# BrightSide's Journal!



## brightside (May 25, 2008)

omg, i'm so excited! I just got off the phone with my new trainer and I start lessons next monday! WOOT! I havent been able to take lessons in three years. I've ridden friends' horses here and there, but I want to get into a regular lesson program. I start next monday and I cant wait!


----------



## brightside (May 25, 2008)

YAY!!! I just got back from my first lesson in 3 years! woot! It was fun! My trainer, Loren is so nice! I rode Penny, a 7 year old paint mare. She has a very sweet personality. I worked on walk/trot today. A lot of things came back to me! unfortunately, so did a few of my bad habits lol ( looking down, thumbs need to be up ) It was fun though. After not being able to ride for years, you really feel the muscle tone lost, especially in sitting trot. I did some sitting trot w/ no stirrups and you really feel it! lol.

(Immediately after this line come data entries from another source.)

PR #479, opened 2020-05-09
Fix pause resume logic

### LINKED ISSUE #450: Experiment should be resumed immediately after not pausing
## Bug Report

**What did you do?**

Create a chaos with the config below. We have cron 10m and duration 9m.

``` yaml
kind: IoChaos
metadata:
  name: io-delay-example
  namespace: chaos-testing
spec:
  action: delay
  mode: one
  configName: "chaosfs-test"
  path: ""
  selector:
    labelSelectors:
      app: test
  layer: "fs"
  delay: "1s"
  duration: "9m"
  scheduler:
    cron: "@every 10m"
```

After 10s the chaos started, I paused this chaos. Then 10s later, I set paused to false. I expected the chaos continue running. However, this chaos is still paused until its nextStart, which is 10m later. 

After the chaos resumes, we need to still inject the chaos in the current round, instead of waiting until the next round

yeya24:

Fixes #450 

Manual tested and it works.

will add E2E test case for this later.

### DIFF
--- a/controllers/twophase/types.go
+++ b/controllers/twophase/types.go
@@ -19,14 +19,13 @@ import (
 	"time"
 
 	"github.com/go-logr/logr"
+	"k8s.io/client-go/util/retry"
 
 	"github.com/pingcap/chaos-mesh/api/v1alpha1"
 	"github.com/pingcap/chaos-mesh/controllers/reconciler"
 	"github.com/pingcap/chaos-mesh/pkg/utils"
 
 	metav1 "k8s.io/apimachinery/pkg/apis/meta/v1"
-	"k8s.io/client-go/util/retry"
-
 	ctrl "sigs.k8s.io/controller-runtime"
 	"sigs.k8s.io/controller-runtime/pkg/client"
 )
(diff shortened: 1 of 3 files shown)


controllers/twophase/types.go
```diff
@@ -111,17 +109,27 @@ func (r *Reconciler) Reconcile(req ctrl.Request) (ctrl.Result, error) {
...
 
 		status.Experiment.EndTime = &metav1.Time{
 			Time: time.Now(),
 		}
 		status.Experiment.Phase = v1alpha1.ExperimentPhaseFinished
+	} else if status.Experiment.Phase == v1alpha1.ExperimentPhasePaused &&
+		!chaos.GetNextRecover().IsZero() && chaos.GetNextRecover().After(now) {
+		// Resume
+		r.Log.Info("Resuming")
+		if err := applyAction(ctx, r, req, chaos); err != nil {
```
cwen0, line 130: I don't understand this logic. The phase is `Paused` and why needs to apply here?

yeya24: This is the time that we want to resume the chaos, which means changing the `Paused` status to `Running` again, so we need to apply the action and update phase to `Running`. Does this make sense to you?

It felt good though. I cant wait for my next lesson. She's going to call me with her schedule (the person she usually trains on mondays is on vacation, so I got her time slot today) I cant wait to start jumping again.


----------



## brightside (May 25, 2008)

Well today's ride sucked. like majorly. I got to ride a 26 year old arabian mare. I have never liked arabians, and to top it off she's 26!! It my opinion, by the time horses reach that age shouldnt they be retired? This mare would NOT MOVE. she was stubborn as hell. It took EVERYTHING i had to get her to trot. it wasnt pleasant at all. I could only manage to get her to canter a few strides before my legs would feel like they were going to fall off. =/ i hated it. children's horses should stay just that, a childrens horse for little kids to play around. I think my trainer felt kind of bad, so we ended the lesson with a short trail ride. lol. I hope I get to ride penny again next time, at least she would MOVE lol. On the flip side, i definitely got my exercise for the day trying to get her to move..lol.


----------



## brightside (May 25, 2008)

today's ride was 1000x better! I rode Bella again, but it was really fun. The weather was a lot cooler and I got to ride with a whip. I only had to use it once or twice, and it went much better than last time! I got her to canter for more than a few strides. lol. it was fun. Below are some pictures.


----------



## Small_Town_Girl (Feb 15, 2008)

Nice Pictures! Riding Lessons sound fun!  

How often do you take lessons?


----------